At times of trouble, people have always turned to ritual for consolation. Which explains, perhaps, why many of us have found ourselves over the past year and a half drawn to quietly contemplative scents, at the polar opposite end of the perfume spectrum from shoulderpads-in-a-bottle or va-va-voom, ready-to-party fragrances. These blends – in the form of perfume oils – instead offer moments of meditation that stay close to the skin. This style of perfumery dates back to the 1500s and the Mughal emperors of India.

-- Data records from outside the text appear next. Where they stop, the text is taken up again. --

PR #485, opened 2023-12-12
APP-20227 fix mobile icon drawer

Sqrrl:


webspaceadam:
Seems it still has some issues. It does not close immediatly every time, but still i see things getting closed :D


https://github.com/getflip/swirl/assets/23700195/84f7b806-ed51-4824-9d73-2d725a4a831e

Sqrrl:
> Seems it still has some issues. It does not close immediatly every time, but still i see things getting closed :D
> 
>  Bildschirmaufnahme.2023-12-12.um.15.33.44.mov

Should be working better now. There is still a compatibility issue with React where the trigger element of the popover got detached from the DOM while closing. Good enough for now, I hope.

apps/swirl-docs/src/components/Icons/IconGridItem.tsx
```diff
@@ -75,22 +75,24 @@ const IconGridItem: FunctionComponent<IconGridProps> = ({
...
-            onClick={() => {
-              handleTileClick(icons[icon]?.name);
-            }}
-          >
-            <i
-              className={`swirl-icons-${icons[icon]?.name}28 text-icon-strong`}
-            ></i>
-            <IconName />
-          </a>
+          <SwirlPopoverTrigger popover="icon-popover">
```
webspaceadam, line 78: **issue:** looks good now when it comes to opening the tile. But it seems we still have the update issue

https://github.com/getflip/swirl/assets/23700195/f7b9c84c-0f6e-4f37-a0d9-3eca53c7f45a

Sqrrl: Works fine on my machine. Did you run it locally? If so, you have to run the swirl component builds.

webspaceadam: I only made a clean install. forgot i had to build it. works!

webspaceadam (approved):

PR #73, opened 2026-01-12
feat: aws bedrock provider

bottrall:
This pull request adds support for Amazon Bedrock as a provider in the Riffer gem, allowing users to generate and stream text using Bedrock models. It introduces configuration options for Bedrock, implements the provider logic, and adds comprehensive VCR test fixtures for various scenarios.

**Amazon Bedrock Provider Integration**

* Added a new provider class `Riffer::Providers::AmazonBedrock`, implementing methods to generate and stream text using the AWS Bedrock Runtime API, including message partitioning and error handling.
* Registered the new provider in the `Riffer::Providers::Repository`, enabling its use via the provider repository mechanism.

**Configuration Enhancements**

* Extended `Riffer::Config` to support Amazon Bedrock configuration with `api_token` and `region` attributes, including usage examples in the documentation.

**Dependency Management**

* Added `aws-sdk-bedrockruntime` as a development dependency in the gemspec to support the new provider.

**Testing and Fixtures**

* Added VCR cassettes covering various scenarios for the Amazon Bedrock provider, including prompt-only, system and prompt, user and assistant messages, API token usage, and streaming responses. [[1]](diffhunk://#diff-1cf494477903e4a0a38bc38eca33cde8813c54b8ed68b3f1c6bfc17ecee2e1f8R1-R44) [[2]](diffhunk://#diff-7bb1152ccff6616115ce3e8c1e25345c3e3f036c3bde37a54e4383886187eeedR1-R45) [[3]](diffhunk://#diff-01a79170e54393bbd5411812a445bd39b0cadffc0c8dff4d5ded21eb087d26c4R1-R45) [[4]](diffhunk://#diff-b8c689365d773b7400ad81becb72018776b4b3426d217c5dc3d9a94764919b2dR1-R44) [[5]](diffhunk://#diff-58ef2eda5ce34a62c364a664f9107525423c51897098b34db7a3d432f07933c0R1-R45) [[6]](diffhunk://#diff-66005c89bfe4753c54538d4c2cb67df3dbcdaaee704db5b3e91cefff01803732R1-R49) [[7]](diffhunk://#diff-186c9e88c17193052af44a41485a2f92c2915dd6a0ca8ebe247826ff18ba713aR1-R44) [[8]](diffhunk://#diff-aeac8a95612d91e455312f8f19c2e228e8a7fd97b87be639dde8ac428e22fbc4R1-R45) [[9]](diffhunk://#diff-e39a5b7ff2afa1c9216bdcc186b53e171e37672d90a7dd8642a189f070b3a7e6R1-R45)


.github/CODEOWNERS
```diff
@@ -0,0 +1 @@
+@jane-ai
```
Thibaut:
```suggestion
@janeapp/jane-ai
```

I think that is the correct format?

test/riffer/providers/amazon_bedrock_test.rb
```diff
@@ -0,0 +1,173 @@
...
+
+require "test_helper"
+
+describe Riffer::Providers::AmazonBedrock do
+  let(:api_token) { ENV.fetch("AWS_BEDROCK_API_TOKEN", "test_api_token") }
+
+  describe "#initialize" do
+    it "creates Bedrock client with default options" do
+      provider = Riffer::Providers::AmazonBedrock.new(region: "us-east-1")
+      expect(provider).must_be_instance_of Riffer::Providers::AmazonBedrock
```
janetxinli, line 11: suggestion: we should assert that the client is initialized with the correct options here.

lib/riffer/providers/amazon_bedrock.rb
```diff
@@ -0,0 +1,96 @@
+# frozen_string_literal: true
+
+class Riffer::Providers::AmazonBedrock < Riffer::Providers::Base
+  # Initializes the Amazon Bedrock provider.
+  #
+  # @param options [Hash] options passed to Aws::BedrockRuntime::Client
+  # @option options [String] :api_token Bearer token for API authentication (requires :region)
```
Thibaut, line 7: question (non-blocking): locally I've been using `AWS_PROFILE` rather than an explicitly set key, could that be an alternative/option here too?

lib/riffer/providers/amazon_bedrock.rb
```diff
@@ -0,0 +1,96 @@
...
+  # @option options [String] :region AWS region
+  # @see https://docs.aws.amazon.com/sdk-for-ruby/v3/api/Aws/BedrockRuntime/Client.html
+  def initialize(**options)
```
Thibaut:
```suggestion
  def initialize(api_token: nil, region: nil, **options)
```

I'm not 100% sure but I think that works?

It would avoid having to `options.delete`, which is less efficient and intention-revealing in the code + method signature.

test/riffer/providers/amazon_bedrock_test.rb
```diff
@@ -0,0 +1,173 @@
...
+        VCR.use_cassette("Riffer_Providers_AmazonBedrock/_generate_text/with_api_token/returns_an_Assistant_message") do
+          provider = Riffer::Providers::AmazonBedrock.new(api_token: api_token, region: "us-east-1")
+          result = provider.generate_text(prompt: "Say hello", model: "anthropic.claude-3-haiku-20240307-v1:0")
+          expect(result).must_be_instance_of Riffer::Messages::Assistant
+        end
+      end
+    end
+
+    describe "when prompt is provided" do
+      it "returns an Assistant message" do
```
janetxinli, line 46: suggestion: This is identical the previous test. Should we not be passing the `api_token` here? This can be removed otherwise.

lib/riffer/providers/amazon_bedrock.rb
```diff
@@ -0,0 +1,96 @@
...
+    depends_on "aws-sdk-bedrockruntime"
+
+    api_token = options.delete(:api_token) || Riffer.config.amazon_bedrock.api_token
+
+    @client = if api_token && !api_token.empty?
+      region = options.delete(:region) || Riffer.config.amazon_bedrock.region || "us-east-1"
```
Thibaut: suggestion (non-blocking): don't put a soft/hidden default of `us-east-1` here, expect that `config.amazon_bedrock.region` is always set

lib/riffer/providers/amazon_bedrock.rb
```diff
@@ -0,0 +1,96 @@
...
+      when Riffer::Messages::User
+        conversation_messages << {role: "user", content: [{text: message.content}]}
+      when Riffer::Messages::Assistant
+        conversation_messages << {role: "assistant", content: [{text: message.content}]}
+      when Riffer::Messages::Tool
+        raise NotImplementedError, "Tool messages are not supported by Amazon Bedrock provider yet"
+      end
+    end
+
+    [system_prompts, conversation_messages]
```
Thibaut: suggestion (non-blocking): not in scope for this PR, but would suggest changing this object from an array with positional values to a hash. This is more extensible and can result in more readable code.

test/riffer/providers/amazon_bedrock_test.rb
```diff
@@ -0,0 +1,173 @@
...
+      it "yields TextDelta events" do
+        VCR.use_cassette("Riffer_Providers_AmazonBedrock/_stream_text/when_prompt_is_provided/yields_TextDelta_events") do
+          provider = Riffer::Providers::AmazonBedrock.new(api_token: api_token, region: "us-east-1")
+          events = provider.stream_text(prompt: "Say hello", model: "anthropic.claude-3-haiku-20240307-v1:0").to_a
+          deltas = events.select { |e| e.is_a?(Riffer::StreamEvents::TextDelta) }
+          expect(deltas).wont_be_empty
+        end
+      end
+
+      it "yields TextDone event" do
```
Thibaut, line 148: suggestion (non-blocking): merge some of these tests ("it yields the right events"). That often makes the tests faster (though we maybe need to care less in this context than a larger codebase) and faster/easier to read.

lib/riffer/providers/amazon_bedrock.rb
bottrall: env vars are consumed automatically by the aws client. This includes profiles, credentials and api keys. Being able to provide an api key explicitly is mostly an escape hatch for testing purposes.

test/riffer/providers/amazon_bedrock_test.rb
bottrall: If you haven't caught on I generally subscribe to the single assertion rule when it comes to tests 😅

lib/riffer/providers/amazon_bedrock.rb
bottrall: https://github.com/janeapp/riffer/pull/73/commits/4fe3e6031a5f94f849d5e18d8336de473d390941

lib/riffer/providers/amazon_bedrock.rb
bottrall: https://github.com/janeapp/riffer/pull/73/commits/986ceb253e9e7047f1c9a482440ec9f2728436ec

test/riffer/providers/amazon_bedrock_test.rb
bottrall: Left over from a refactor, good eye 👍🏻

test/riffer/providers/amazon_bedrock_test.rb
bottrall: https://github.com/janeapp/riffer/pull/73/commits/4e5ea70bc03c781acfdca3dad7de48dadf2a4734

Thibaut (approved):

These are intense and concentrated scents – but you’d be wrong to assume that these will announce your presence at 20 paces. ‘Attars don’t necessarily land on the skin with an impactful whomp, as an eau de parfum might,’ says perfumer Nancy Meiland, whose recently-launched GAIA attar has proved a huge hit. ‘They tend to be worn closely and mingle on your skin in warm “nuzzles” that you pick up throughout the day.’ The diffusion of these scents is hushed, whispering intriguingly yet also lingering for longer. ‘They tend to be worn closely and mingle on your skin, giving off warm “nuzzles” that you pick up throughout the day.’
As trend forecaster and fragrance writer for wewerperfume.com Amanda Carr observes, though we’re only just (re)discovering them here, attars are still used in very practical ways in India:
‘Attars are used by the Muslim population in India a little like a wellness boost, and the perfumeries I visited were bustling with families buying their season scents to uplift their health and emotional happiness, also unlike an eau de parfum there is no alcohol to worry about. There are traditional guidelines as to when you wear particular botanicals, cooling vetiver for the hot summer days, along with jasmine and rose, with saffron used during the chiller months for its warming properties. The instore perfumers often gave advice – a bit like a pharmacist – as to which botanical attar could help with a particular malaise.’
Nancy explains that she felt ‘intuitively drawn’ to creating her first attar during the early days of the pandemic. ‘GAIA’s ultra-soothing concentrated blend of Calabrian bergamot, nutmeg and jasmine sambac is centred around blue lotus absolute, which traditionally is seen as “a flower that can open your mind and is powerfully protective during times of transformation.”’
So why now this plethora of perfume oils and attars making their way onto centre stage for the Western market, you may wonder? Nancy asserts it’s quite simple, really; saying [in troubled times]:
‘…we want more magic not less. It’s about working closely with the plants and flower essences and getting to know their properties and benefits. Then combining them so that they don’t crush each other while enhancing each other’s odour profile – the individual notes should sing out in their fullness and create a harmony of scent. There is an alchemy to an attar that works with nature…’
Nancy Meiland GAIA From £4.95 for 2ml (£50 for 30ml) nancymeiland.com
Looking for other perfume oils and attars to have a play with this season? Try some of these sumptuous examples, below: we feel sure that once you discover the delights (and definite mood-enhancing abilities) of attars, you’ll be pleasantly surprised. Priced from pocket-friendly to the ultra lust-worthy treat, there’s something to suit everyone…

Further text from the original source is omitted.